I mostly use Manjaro Linux for my work now because Windows can be quite annoying when trying to use many popular `nix-first` dev tools that I need to use. I also maintain a couple of Macs that are used for testing and doing stuff for iOS. I'm saying this to point out that I'm not some Windows zealot...
But I have 4 Windows 10 PCs in my house and dozens at work and I never had this problem. I see people on HN complaining about it every time a story about Windows 10 comes up though.
It's not a complaint that I've ever heard in real life either, ever, from anyone that I know that uses Windows 10 (that's a ton of people at my company.) It's also not a complaint that I hear outside of this kind of tech circle online very much.
I wonder if people who "know what they're doing" with computers take some drastic unnecessary action in Windows 10 that causes this problem?
This isn't about what's good or bad for Microsoft. You are making a very bad decision for yourself if you are trying to keep an old, insecure version of Windows. Having to spend five seconds uninstalling Candy Crush is not a good excuse for not using a vastly more secure operating system.
Also, a surprisingly large percentage of your Steam library will work on Linux. And you can always use a VM for those that don't.
> Having to spend five seconds uninstalling Candy Crush
Straw-manning arguments does not make your case more convincing. Trying to make NT10 a reasonable platform (rip out the dumb preloaded junk, neuter most of the spyware, make updates give the user some choice in when they're applied) takes a massive amount of effort and is a constant game of cat-and-mouse against MS.
Last time I checked, the three pillars of InfoSec were confidentiality, integrity, and availability. On Windows 10, way too much info is shared with MS, equating to loss of confidentiality by default. The update system is rather heavy handed, leading to loss availability (at possibly important times).
For the above reasons, Windows 10 is not secure enough for me. I still use windows 7 and have not experienced any security issues. Windows 10 has the potential to be more secure, but sadly MS choses to treat its users with contempt.
Read the fine article. It explains in detail why "number of bugs" doesn't matter. Each successive version of Windows has an increased number of mitigation technologies, making bugs in general less exploitable.
That would mean "fewer known and unknown bugs" if successive versions of Windows were otherwise identical, and if the mitigations, being the only changes, didn't carry any potential to introduce bugs as changes do.

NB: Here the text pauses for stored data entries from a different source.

PR #2276, opened 2026-01-24
feat(elasticache): auth token params and log delivery configuration

teeverr:
### Description

I added **one new parameter** and **two new `spec.forProvider` sections**:

- `spec.forProvider.authTokenSecretRef` — lets you provide your own auth token.
- `spec.forProvider.AuthTokenUpdateStrategy` — allows you to configure the auth token update strategy.
- `spec.forProvider.LogDeliveryConfiguration` — configures log delivery for **slow logs** and **engine logs**.

I have:

Unit tests, manually


pkg/controller/cache/replicationgroup/managed.go
```diff
@@ -381,3 +433,51 @@ func getVersion(version *string) (*string, error) {
 	}
 	return &versionOut, nil
 }
+
+// GetSecretValue retrieves the value of a secret key from a Kubernetes Secret.
+func getSecretPassword(ctx context.Context, kube client.Client, sks *xpv1.SecretKeySelector) (pw string, err error) {
+	secret := new(corev1.Secret)
+	secret.SetName(sks.Name) // TODO(teeverr): it is needed only for mock testing functions, will be overwritten by Get. didn't find a better way.
+	ref := sks.SecretReference
```
kkendzia: Maybe you can take a look at rds testing where they do something similar: https://github.com/crossplane-contrib/provider-aws/blob/fd3e357a4e3184e35d1870bf0b27df313f272cfb/pkg/clients/rds/common_test.go#L33 
I haven't taken a deeper look into it but other implementations don't need this workaround.

pkg/clients/elasticache/elasticache.go
```diff
@@ -158,6 +160,10 @@ func NewModifyReplicationGroupInput(g v1beta1.ReplicationGroupParameters, id str
 		SnapshotWindow:              g.SnapshotWindow,
 		SnapshottingClusterId:       g.SnapshottingClusterID,
 	}
+	if token != nil && *token != "" {
```
kkendzia: Please use ptr.Deref (pointer.StringValue) in those cases. We use it in other parts of the code, too. 

https://github.com/crossplane-contrib/provider-aws/blob/master/pkg/utils/pointer/pointer.go#L26

pkg/controller/cache/replicationgroup/managed.go
```diff
@@ -270,16 +317,21 @@ func (e *external) Update(ctx context.Context, mg resource.Managed) (managed.Ext
...
 		}
-		return managed.ExternalUpdate{}, nil
-
+		cr.Status.AtProvider.LastAppliedAuthTokenUpdateStrategy = cr.Spec.ForProvider.AuthTokenUpdateStrategy
 	}
-	err = e.updateTags(ctx, cr.Spec.ForProvider.Tags, rg.ARN)
-	return managed.ExternalUpdate{}, errorutils.Wrap(err, errUpdateReplicationGroupTags)
+	return managed.ExternalUpdate{ConnectionDetails: managed.ConnectionDetails{
+		xpv1.ResourceCredentialsSecretPasswordKey: []byte(e.cache.desiredAuthToken),
+	}}, nil
```
ridik-il, line 360: This rewrite of Update drops tag reconciliation. Previously the function fell through to e.updateTags(...) whenever ReplicationGroupNeedsUpdate returned no diff; now nothing calls updateTags — it has zero callers and is effectively dead code (the AddTagsToResource/RemoveTagsFromResource calls live only inside it, so they're unreachable from reconcile). The effect, for any ReplicationGroup that manages spec.forProvider.tags: Observe still computes tagsNeedUpdate independently (tags aren't part of rgDiff) and feeds it into ResourceUpToDate. So a tag change makes Observe report not-up-to-date → Update runs → the modify block is skipped (no rgDiff, no auth change) → returns without applying tags → next Observe reports not-up-to-date again. That's a permanent not-ready/requeue cycle with tags never converging. Resources that don't set tags are unaffected. Please restore the tag reconciliation in the success path — e.g. call e.updateTags(ctx, cr.Spec.ForProvider.Tags, rg.ARN) after the modify block — and add a TestUpdate case that asserts the tag API is exercised, since there's currently no coverage guarding this path.

pkg/controller/cache/replicationgroup/managed.go
```diff
@@ -177,13 +194,37 @@ func (e *external) Observe(ctx context.Context, mg resource.Managed) (managed.Ex
 	}
 
 	rgDiff := elasticache.ReplicationGroupNeedsUpdate(cr.Spec.ForProvider, rg, ccList)
+	// retrieve current pass from the connection secret
+	crPass, err := getCurrentPassword(ctx, e.kube, cr)
```
ridik-il: Observe calls getCurrentPassword(ctx, e.kube, cr) unconditionally, and that helper does SecretReference: *mg.GetWriteConnectionSecretToReference(). writeConnectionSecretToRef is optional (*SecretReference, returned raw by the generated getter), so it's nil for any ReplicationGroup that doesn't set it — and dereferencing it panics the reconcile loop. I confirmed this with a quick unit probe: invalid memory address or nil pointer dereference. Please guard against a nil ref, and ideally only look up the current/desired auth token when auth is actually in play (AuthEnabled or AuthTokenSecretRef set), so resources that use neither auth nor a connection secret are left untouched.

pkg/controller/cache/replicationgroup/managed.go
teeverr: Fixed

pkg/controller/cache/replicationgroup/managed.go
teeverr: Fixed

ridik-il (approved):
LGTM, thanks @teeverr

PR #2298, opened 2026-04-21
fix(docdb): omit AutoMinorVersionUpgrade from ModifyDBInstance requests

ldu112:

  The AWS DocumentDB API rejects the `AutoMinorVersionUpgrade` field in
  `ModifyDBInstance` calls. When this field was present in the resource
  spec, the controller would detect a mismatch in `isUpToDate`, trigger
  an update, include the field in the request, and AWS would reject it —
  putting the resource into a `Terminal` condition.

  Fixes #2274

  Changes:
  - **`isUpToDate`**: Remove `AutoMinorVersionUpgrade` from the comparison so changes to this field no longer trigger updates
  - **`lateInitialize`**: Remove `AutoMinorVersionUpgrade` since it cannot be updated via the API
  - **`preUpdate`**: Explicitly nil `AutoMinorVersionUpgrade` in `ModifyDBInstanceInput` so the auto-generated code cannot accidentally include it

  I have:

  Updated existing unit tests to reflect that `AutoMinorVersionUpgrade`
  differences are intentionally ignored (4 observe test cases renamed and
  `ResourceUpToDate` changed from `false` to `true`). Added a new
  `TestUpdate` case that asserts the field is absent from the
  `ModifyDBInstance` API call.

### DIFF
--- a/pkg/controller/docdb/dbinstance/setup.go
+++ b/pkg/controller/docdb/dbinstance/setup.go
@@ -129,8 +129,7 @@ func (e *hooks) isUpToDate(_ context.Context, cr *svcapitypes.DBInstance, resp *
 	instance := resp.DBInstances[0]
 
 	switch {
-	case pointer.BoolValue(cr.Spec.ForProvider.AutoMinorVersionUpgrade) != pointer.BoolValue(instance.AutoMinorVersionUpgrade),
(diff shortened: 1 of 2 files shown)


teeverr (approved):
LGTM, Thanks so much @ldu112!

PR #2299, opened 2026-05-07
ignore az in rds instance isUpToDate + expose it in status of managed…

### LINKED ISSUE #2300: Infinite drift loop on AvailabilityZone after Multi-AZ failover
### What happened?

After a Multi-AZ failover, the DBInstance controller enters an infinite reconciliation loop because isUpToDate
detects a diff on AvailabilityZone (spec holds the old AZ, AWS reports the new primary AZ). Since AZ is immutable
at the AWS API level and not part of ModifyDBInstanceInput, the resulting modify call is a no-op that briefly puts
the instance in modifying state, then the cycle repeats.

### How can we reproduce it?

Have `multiAz` set to true on a DBInstance, then change the DB Instance class or upgrade the engine version. You will see in the "Logs & Events" of the RDS Instance on AWS console events "Finished updating DB parameter group" caused by the continuous drift.

Image

Crossplane version: v1.20.4

stefnans:
RDS DBInstance resource

Fixes #2300

I have:

### DIFF
--- a/pkg/controller/rds/dbinstance/setup_test.go
+++ b/pkg/controller/rds/dbinstance/setup_test.go
@@ -526,6 +526,29 @@ func TestIsUpToDate(t *testing.T) {
 				err:      nil,
 			},
 		},
+		"AvailabilityZoneDiffIgnored": {
+			args: args{
+				cr: &svcapitypes.DBInstance{
+					Spec: svcapitypes.DBInstanceSpec{
+						ForProvider: svcapitypes.DBInstanceParameters{
+							AvailabilityZone: aws.String("eu-central-1b"),
+						},
+					},
+				},
+				out: &svcsdk.DescribeDBInstancesOutput{
+					DBInstances: []*svcsdk.DBInstance{
+						{
+							AvailabilityZone: aws.String("eu-central-1a"),
+						},
+					},
+				},
+				kube: test.NewMockClient(),
+			},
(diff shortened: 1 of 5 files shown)


pkg/controller/rds/dbinstance/setup_test.go
```diff
@@ -732,7 +778,10 @@ func TestPostObserve(t *testing.T) {
...
 			}
 			if diff := cmp.Diff(tc.want.statusAtProvider.DatabaseRole, cr.Status.AtProvider.DatabaseRole); diff != "" {
-				t.Errorf("r: -want, +got: \n%s", diff)
+				t.Errorf("DatabaseRole: -want, +got: \n%s", diff)
+			}
+			if diff := cmp.Diff(tc.want.statusAtProvider.AvailabilityZone, cr.Status.AtProvider.AvailabilityZone); diff != "" {
+				t.Errorf("AvailabilityZone: -want, +got: \n%s", diff)
 			}
 		})
 	}
```
teeverr, line 784: I propose changing `TestPostObserve` to use a generic `if` check for all values in `statusAtProvider`, instead of checking each field separately.

stefnans: Done thanks for the review!

teeverr (approved):
LGTM, thanks @stefnans !

PR #2301, opened 2026-05-11
fix(dbinstance): skip iops/storageThroughput diff in isUpToDate for g…

### LINKED ISSUE #2302: isUpToDate causes infinite reconciliation for gp3 volumes below allocatedStorage threshold
### What happened?

When a DBInstance uses storageType: gp3 with allocatedStorage below the engine-specific threshold (< 400GB for postgres/mysql/mariadb, < 200GB for oracle), setting custom iops or storageThroughput values causes an infinite reconciliation loop.

AWS rejects custom IOPS/storageThroughput for gp3 volumes below the threshold with the error: "You can't specify IOPS or storage throughput for engine postgres and a storage size less than 400". The provider already handles this in preCreate and preUpdate by stripping these fields via isStorageTypeGP3BelowAllocatedStorageThreshold (to avoid the AWS API error "You can't specify IOPS or storage throughput for engine postgres and a storage size less than 400"). However, isUpToDate still compares the desired values against the observed defaults, detects a diff every reconcile, and triggers an update — which is then a no-op because preUpdate strips the fields.

### How can we reproduce it?

1. Create a DBInstance with:
   - storageType: gp3
   - allocatedStorage: 20
   - engine: postgres
   - iops: 3200
   - storageThroughput: 150
2. Observe that the resource continuously triggers UpdatedExternalResource events
3. AWS always reports iops: 3000, storageThroughput: 125

Image

Crossplane version: 1.20.4

stefnans:
For gp3 volumes below the engine-specific allocatedStorage threshold (< 400GB for postgres/mysql/mariadb, < 200GB for oracle), AWS ignores custom iops/storageThroughput values and keeps defaults (3000/125).

The guard isStorageTypeGP3BelowAllocatedStorageThreshold already existed in preCreate and preUpdate to avoid AWS API errors, but was missing from isUpToDate, causing an infinite reconciliation loop.

Added a warning log when the user's desired values differ from observed but are being skipped due to the threshold, so the discrepancy is visible in provider logs.

Fixes #2302

I have:

Built a version of the provider and tested in the cluster with custom Iops and storageThroughput on a Postgres DB Instance with a low volume (allocatedStorage) that's below the threshold. No reconciliation drift.

### DIFF
--- a/pkg/controller/rds/dbinstance/setup.go
+++ b/pkg/controller/rds/dbinstance/setup.go
@@ -684,8 +684,20 @@ func (s *shared) isUpToDate(ctx context.Context, cr *svcapitypes.DBInstance, out
 	// Depending on whether the instance was created as gp2 or modified from another type (s.g. gp3) to gp2,
 	// AWS provides different responses for IOPS/StorageThroughput (either 0 or nil).
 	// Therefore, we consider both 0 and nil to be equivalent.
-	iopsChanged := !(pointer.Int64Value(cr.Spec.ForProvider.IOPS) == pointer.Int64Value(db.Iops))
-	storageThroughputChanged := !(pointer.Int64Value(cr.Spec.ForProvider.StorageThroughput) == pointer.Int64Value(db.StorageThroughput))
+	// For gp3 volumes below the engine-specific allocatedStorage threshold, AWS rejects custom
+	// iops/storageThroughput values. Return an error so the resource shows SYNCED=False.
+	iopsChanged := false
+	storageThroughputChanged := false
+	if isStorageTypeGP3BelowAllocatedStorageThreshold(cr) {
+		if pointer.Int64Value(cr.Spec.ForProvider.IOPS) != pointer.Int64Value(db.Iops) ||
+			pointer.Int64Value(cr.Spec.ForProvider.StorageThroughput) != pointer.Int64Value(db.StorageThroughput) {
+			return false, "", fmt.Errorf("cannot reconcile desired iops/storageThroughput: gp3 volumes below %dGB (engine: %s) use fixed defaults (3000 IOPS / 125 MB/s). Increase allocatedStorage to provision custom values",
+				gp3AllocatedStorageThreshold(cr), pointer.StringValue(cr.Spec.ForProvider.Engine))
+		}
+	} else {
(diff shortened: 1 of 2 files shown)


pkg/controller/rds/dbinstance/setup.go
```diff
@@ -682,8 +682,21 @@ func (s *shared) isUpToDate(ctx context.Context, cr *svcapitypes.DBInstance, out
...
-	storageThroughputChanged := !(pointer.Int64Value(cr.Spec.ForProvider.StorageThroughput) == pointer.Int64Value(db.StorageThroughput))
+	// For gp3 volumes below the engine-specific allocatedStorage threshold, AWS ignores custom
+	// iops/storageThroughput values and keeps the defaults (3000/125). Skip the comparison to
+	// avoid an infinite reconciliation loop (the same guard already exists in preCreate/preUpdate).
+	iopsChanged := false
+	storageThroughputChanged := false
+	if isStorageTypeGP3BelowAllocatedStorageThreshold(cr) {
+		if pointer.Int64Value(cr.Spec.ForProvider.IOPS) != pointer.Int64Value(db.Iops) ||
+			pointer.Int64Value(cr.Spec.ForProvider.StorageThroughput) != pointer.Int64Value(db.StorageThroughput) {
+			log.Printf("WARNING: desired iops/storageThroughput ignored by AWS — gp3 volumes below %dGB (engine: %s) use fixed defaults (3000 IOPS / 125 MB/s). Increase allocatedStorage to provision custom values.",
```
teeverr: This "WARNING" is effectively a fake log level and should be removed.

The message will only be visible in debug mode anyway, and the issue will not be reflected at the MR resource level.

My suggestion is to call `ReconcileError()` when this condition is met. Yes, the AWS API silently ignores "wrong" parameters, so from the API perspective this is not an error (let's leave judging this design decision out of scope). However, from the Crossplane perspective, the controller is unable to reconcile the desired state. The most transparent way to communicate that is to set `SYNCED=False `with an appropriate error message — which is exactly what `ReconcileError()` in `crossplane-runtime` does.

teeverr:
@stefnans Please rebase your branch with the latest master.

pkg/controller/rds/dbinstance/setup.go
stefnans: Fixed

Screenshot 2026-05-28 124407

teeverr (approved):
@stefnans LGTM, thanks so much!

> It's very common to think about computer security primarily in terms of fixing vulnerabilities. In reality, security teams spend a lot of their time on a different goal: making bugs hard to exploit. This often takes the form of lowering privileges and introducing exploit mitigations. Windows 10 has a lot of investment in those areas, whereas Windows 7 doesn't contain any of the improvements made in the last several years. That's why even though Windows 7 continues to receive security bug fixes from Microsoft, it is considerably less safe to use.
To be fair, I did not see anything recommending that the reader switch to Firefox; the article was mostly about "newer versions of Windows don't have the bugs shown".
Using a ten year old operating system just isn't justifiable in today's threat environment. Use Windows 10 or switch to Mac or Linux.